Que représentent l’agriculture et l’alimentation en émission de CO2 en France ?
Selon un rapport publié en 2024 par le Haut conseil pour le climat, l’alimentation représente 22 % de l’empreinte carbone des Français. Cette empreinte carbone ne diminue qu’insuffisamment au regard des objectifs climat.
L’agriculture, c’est environ 20 % des émissions, pour 2 % du PIB. Un économiste mal réveillé pourrait dire qu’il n’y a qu’à supprimer l’agriculture ! On perd juste 2 % de nos revenus et on baisse les émissions de gaz à effet de serre du même coup : bonne affaire assurément.
Plus sérieusement, ces chiffres soulignent à quel point le contrat social – et donc économique – entre le pays et ses agriculteurs et agricultrices doit être revu. Notre agriculture a été placée, après guerre, dans un cadre productiviste puis exportateur qui s’essouffle de plus en plus.
Qu’est-ce que cela signifie concrètement ?
Si nous diminuons les productions émettrices chez nous – notamment l’élevage – sans changer les habitudes alimentaires, ce sont les importations qui prennent le relais. Est-ce le but ?

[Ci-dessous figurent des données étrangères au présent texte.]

PR #316, opened 2021-08-29
Avoid unreferenced Gamepad instances to be created by the compiler

### LINKED ISSUE #266: Reduce number of pre-defined Gamepad instances
https://github.com/NicoHood/HID/blob/7e3741426137a099f72ed692dec38c44e1bf0ec3/src/SingleReport/SingleGamepad.cpp#L149-L152

I think it would be better to reduce the number of pre-defined single-report Gamepad instances to 2.

Having 4 does not make much sense IMHO as even on the most capable 32U4 there are only 3 usable endpoints, so besides barring the possibility to use the Gamepad with one or two different devices, the 4 instances cannot even show up all together.

Having two - or even a single one - is not a limitation, since additional devices can be declared in user sketches, if more are needed.

SukkoPera:
This seems to fix #266 upstream.

Since now only referenced Gamepad instances are actually created by the compiler, I took the liberty of adding Gamepad5 and 6.

### DIFF
--- a/src/HID-APIs/GamepadAPI.h
+++ b/src/HID-APIs/GamepadAPI.h
@@ -38,13 +38,18 @@ THE SOFTWARE.
 #define GAMEPAD_DPAD_LEFT 7
 #define GAMEPAD_DPAD_UP_LEFT 8
 
+#ifdef HID_ENABLE_32BUTTONS
+typedef uint32_t HID_Buttons_t;
+#else
+typedef uint16_t HID_Buttons_t;
+#endif
 
 typedef union ATTRIBUTE_PACKED {
 	// 32 Buttons, 6 Axis, 2 D-Pads
 	uint8_t whole8[0];
 	uint16_t whole16[0];
 	uint32_t whole32[0];
-	uint32_t buttons;
+	HID_Buttons_t buttons;
 
 	struct ATTRIBUTE_PACKED {
 		uint8_t button1 : 1;
@@ -65,6 +70,7 @@ typedef union ATTRIBUTE_PACKED {
 		uint8_t button15 : 1;
 		uint8_t button16 : 1;
 
+#ifdef HID_ENABLE_32BUTTONS
 		uint8_t button17 : 1;
 		uint8_t button18 : 1;
 		uint8_t button19 : 1;
@@ -82,6 +88,7 @@ typedef union ATTRIBUTE_PACKED {
 		uint8_t button30 : 1;
 		uint8_t button31 : 1;
 		uint8_t button32 : 1;
+#endif
 
 		int16_t	xAxis;
 		int16_t	yAxis;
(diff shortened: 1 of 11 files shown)


src/SingleReport/SingleGamepad.h
```diff
@@ -47,9 +47,15 @@ class SingleGamepad_ : public PluggableUSBModule, public GamepadAPI
...
+ * See #266 for details.
+ */
 extern SingleGamepad_ Gamepad1;
 extern SingleGamepad_ Gamepad2;
 extern SingleGamepad_ Gamepad3;
 extern SingleGamepad_ Gamepad4;
-
-
+extern SingleGamepad_ Gamepad5;
+extern SingleGamepad_ Gamepad6;
```
NicoHood, line 61: If I remember correct, only 3 will ever work, as the 32u4 only has 6 usb endpoints, of which 3 are used by the serial?

NicoHood:
Does it **seem** to fix, or does it **really** fix the issue?

src/SingleReport/SingleGamepad.h
SukkoPera: Correct, but they turn up handy if the CDC serial gets disabled. Since with this modification their presence won't cause any overhead, I thought I'd throw them in.

SukkoPera:
It fixes the issue on a project of mine. I need to test more to say it definitely does with confidence. Just thought I'd share the patch in the meantime, so that maybe other people could test on their own.

SukkoPera:
Just noticed an odd side-effect: Gamepad1 no longer corresponds to the first gamepad detected by the system, sigh.

NicoHood:
I think the order of Gamepad creation could be related to: 

* First use in the code
* Compiler sorting, possibly by name

So you could try to change the name of the cpp files maybe. Another idea would be to add special attributes to the class to change its construction order. I am not sure if that is possible, but I remember that there could be options like that.

Is it even important to have them in the correct order?

SukkoPera:
I thought the same, but the first use in my code is in an array which is populated in order.

Files and instances are named in ascending order so I see no way that could lead to the revers order.

I think users would expect Gamepad1 to be the first controller, I think we should preserve this behavior.

NicoHood:
I dont know, but I bet you will find it out.

SukkoPera:
More testing confirms that this solves the initial issue, but still I can't understand why the order of controllers gets reversed.

RevHarryPowell:
Sorry to revive this old conversation, but I’m having trouble implementing SukkoPera’s fix in my code, which currently has only 2 HID gamepads. The only way I can get rid of the third is by deleting the extra SingleGamepadX.cpp files and removing the lines in SingleGamepad.h. I’d like to be able to dynamically change the number of HID gamepads generated. Is there a way to accomplish this?

fermino:
Hi! First of all, @NicoHood I know that maintaining a project isn't easy, so thanks a lot for this library!

Is there any chance to have this PR merged? I am experiencing the same issues as in #266, and although creating instances in the lib files is common practice in the arduino environment, it get's kind of annoying when you try to dive a bit deeper. 

For what I've been reading the order of compilation is not defined by the C standard, but if there's a GCC behavior we could try to hack around that to make it work for most of the people.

Comme le rappelle Jacques Attali dans une tribune, il faudra aussi que le consommateur s’interroge un peu. Jacques Attali estime qu’une crise du régime alimentaire ne pourra pas se résoudre sans une modification radicale de notre mode de vie. Car il n’y a pas qu’en France où les consommateurs ont préféré, ces dernières années, dépenser de plus en plus dans les écrans et les loisirs et de moins en moins dans la nourriture.
Ajuster nos dépenses alimentaires pour protéger nos agriculteurs
Il est illusoire de vouloir changer le modèle agricole sans revoir notre manière de nous alimenter. Dans les dépenses, tout ce qui part dans de l’eau en bouteille, des sodas et des pâtes à tartiner ne va pas dans la poche des producteurs de poireaux, pommes et poulets. Peut-on ensuite reprocher aux producteurs de privilégier les méthodes qui minimisent les coûts ? Imposer des efforts oui, mais en s’assurant que les moyens de les effectuer soient bien là…

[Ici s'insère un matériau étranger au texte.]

PR #329, opened 2021-11-15
Add #ifndef HID_CUSTOM_LAYOUT_HIDE_PRAGMA_MESSAGE

fxkr:
Currently, on every build using this library, this message is printed:

```
In file included from .pio/libdeps/promicro/HID-Project/src/SingleReport/../HID-APIs/KeyboardAPI.h:29:0,
                 from .pio/libdeps/promicro/HID-Project/src/SingleReport/../HID-APIs/DefaultKeyboardAPI.h:27,
                 from .pio/libdeps/promicro/HID-Project/src/SingleReport/BootKeyboard.h:30,
                 from .pio/libdeps/promicro/HID-Project/src/HID-Project.h:50,
                 from src/input.h:9,
                 from src/main.cpp:4:
.pio/libdeps/promicro/HID-Project/src/SingleReport/../HID-APIs/../KeyboardLayouts/ImprovedKeylayouts.h:57:21: note: #pragma message: Using custom layout for keyboard modules
     #pragma message "Using custom layout for keyboard modules"
```

(Or similar, depending on #define's and whether Arduino IDE or PlatformIO is used to build.)

I like to try and keep my errors/warnings/messages count at 0. This makes it easier to see if any in development changes have introduced new warnings (visually by length + color of build output), making for a more pleasant development experience. These messages are printed in scary yellow (PlatformIO) or red (Arduino IDE), and in Arduino IDE they're especially annoying since the build log panel is usually a very small portion of the screen.

Of course personally I would prefer removing the message entirely, but I assume you would not be ok with that (someone must've added it for some reason. maybe it reduces support load or something), so in this PR I'm proposing to at least add a way to disable the message via another #define. Since this is meant for people who're pretty sure they know what they want, I only added the #ifndef to the branch where a layout is already specified. And the default behavior is unchanged.

Does this seem like an acceptable compromise?


src/KeyboardLayouts/ImprovedKeylayouts.h
```diff
@@ -53,7 +53,9 @@ enum KeyboardLeds : uint8_t {
     #define LAYOUT_US_ENGLISH
     #pragma message "Using default ASCII layout for keyboard modules"
```
NicoHood, line 54: If we want to go this way, this pragma also needs a wrapper.

NicoHood:
I am not sure if that is a useful idea. I'd expect that the compiler has a flag to turn off pragma messages.

fxkr:
I don't think there is a way to disable `#pragma message`. I searched; the only thing that came up is this StackOverflow post https://stackoverflow.com/questions/31669021/how-to-silence-pragma-messages-from-gcc that also proposes #ifdef.

Even if there was a compiler option to disable pragma message:

1. That's difficult/impossible to integrate into the build system (especially in Arduino IDE, where it is impossible to override build options in project specific settings. boards.txt is system wide. Then I could as well patch it out of HID-Project directly.)
2. If it was done globally (which, I believe, would be the only technically possible in Arduino IDE), then one wouldn't know if anything else is using them to raise warnings if something is wrong. The goal here is _not_ to "just make it shut up at all cost" (`&>/dev/null` style), but to reduce noise when all is right.

I believe HID-Project is the only library that I am aware of (at home or at work) that prints something as part of its regular (successful, no warnings) build.

src/KeyboardLayouts/ImprovedKeylayouts.h
fxkr: I explained why I did it like this above, but I do not actually care about whether one or both branches get the ifndef, so I have updated the PR to add the 2nd wrapper as you said.

fxkr: (I have also changed it from HID_CUSTOM_LAYOUT_HIDE_PRAGMA_MESSAGE to HID_HIDE_LAYOUT_PRAGMA_MESSAGE so that the same define properly describes both #pragma messages - since the 1st pragma message is regarding the default layout, not a custom layout.)

NicoHood:
FastLED also uses the pragma to print the version.

Any thoughts from other community members?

En fait, plus on achète transformé, et plus il y aura eu d’émissions, et plus la part qui ira à l’agriculteur sera faible. Si l’on veut aider ce dernier en même temps que baisser ses émissions, faire la cuisine soi-même avec des produits frais achetés au marché et venant de pas trop loin fait partie des actions pertinentes.